An additional approach to monitoring air pollution in urban and heavily industrialized areas is the consideration of aerosol optical depth (AOD), which measures the light extinction by aerosol scattering and absorption in the atmospheric column. Xue et al. [16] applied AOD data acquired from Moderate Resolution Imaging Spectroradiometer (MODIS) to assess whether correlations could be established between AOD and urban development, construction factors, and geographical environment factors in the Shandong Province over a 10-year timeframe (2007 to 2017). It was concluded that the introduction of targeted environmental protection policies was effective in alleviating pollution-related problems in the process of urbanization. Nonetheless, proper sampling of satellite AOD data is extremely important for a correct characterization of aerosol properties and air pollution over the areas of interest. Tian and Gao [17] address this challenge by assessing the accuracy of Terra-MODIS AOD retrieval products using the ground observations from twenty-three AErosol RObotic NETwork (AERONET) sites in heavy aerosol loading areas of Asia (including China, India, and Pakistan), the Middle East (including the United Arab Emirates, Bahrain, and Kuwait), and Northern Africa (including Egypt, Niger, Benin, Mali, and Nigeria). This study highlights the impact of land cover type and seasonal variation in the accuracy of the MODIS aerosol products and emphasizes the need for a suitable choice of the MODIS aerosol algorithms and products to assure a proper prediction of the air particles—AOD relationship.

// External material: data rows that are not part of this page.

PR #137, opened 2021-06-04
Increase specificity of sidenav-button selectors

### LINKED ISSUE #125: Sidenav buttons style is overriden by button
#### Steps to reproduce
Seems to be depending on the order of css files imports, no easy reproduction steps.

#### Expected behavior
Borders on hover are not this much dark @FlyersPh9 

#### Additional information
Button style overrride sidenav button styles:

image

mayank99:
Sidenav buttons should have a specificity higher than that of default button so that the order of imports won't matter (to fix #125). This PR increases the specificity by adding redundant selectors in a few places.

### DIFF
--- a/src/side-navigation/side-navigation.scss
+++ b/src/side-navigation/side-navigation.scss
@@ -80,7 +80,7 @@
 
     &,
     &:enabled:hover,
-    &:disabled,
+    &[disabled],
     &:focus-visible {
       @include themed {
         border-color: t(iui-color-background-5);
--- a/src/side-navigation/side-navigation.scss
+++ b/src/side-navigation/side-navigation.scss
@@ -76,7 +76,7 @@
     height: $iui-baseline * 5;
 
     &,
-    &:hover {
+    &:enabled:hover {
       @include themed {
         border-color: t(iui-color-background-5);
       }
--- a/src/side-navigation/side-navigation.scss
+++ b/src/side-navigation/side-navigation.scss
@@ -36,7 +36,7 @@
         border-bottom: none;
       }
     }
-    
+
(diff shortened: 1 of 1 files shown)


src/side-navigation/side-navigation.scss
```diff
@@ -76,7 +76,7 @@
     height: $iui-baseline * 5;
 
     &,
-    &:hover {
+    &:enabled:hover {
```
veekeys, line 79: yeah, I guess we could live with this for some time before we figure out about bigger refactoring..
Have you actually tested it helps?
does not work before your fix and works after...?

mayank99: Well, I could not reproduce the problem at all, because it depends on the order of imports.

Maybe I can change from all.css to individual imports to test locally

veekeys: Yeah, thats what I was asking...

veekeys: Its kinda obvious, what import order is needed to reproduce (its 2 files only and I think this was cought by Vilius test)

mayank99: Oh wow, I tested with different order and found a few more instances where sidenav-button needed extra specificity.

So I added redundant selectors for setting button height and icon size

veekeys (approved):

src/side-navigation/side-navigation.scss
mayank99: Ah damnit, border styling on focused button is still broken
image

bentleyvk (approved):

PR #150, opened 2021-06-14
Updated postcss

bentleyvk:
Postcss back-ported fix to v7 however it may take several days until it is seen by `yarn audit`.
https://github.com/stylelint/stylelint/issues/4942#issuecomment-859924007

In summary, the studies and the results discussed in this Special Issue will be of interest to the atmospheric research community, including those interested in air quality outdoors and indoors, visibility, the toxicity, composition, and sources of air particles, atmospheric chemistry, as well as global climate modelers. Finally, it is expected that the research presented here will inspire new research questions and hypotheses, which will help to untangle the strong connections between air particles and their impact on atmospheric chemistry, climate, and human health.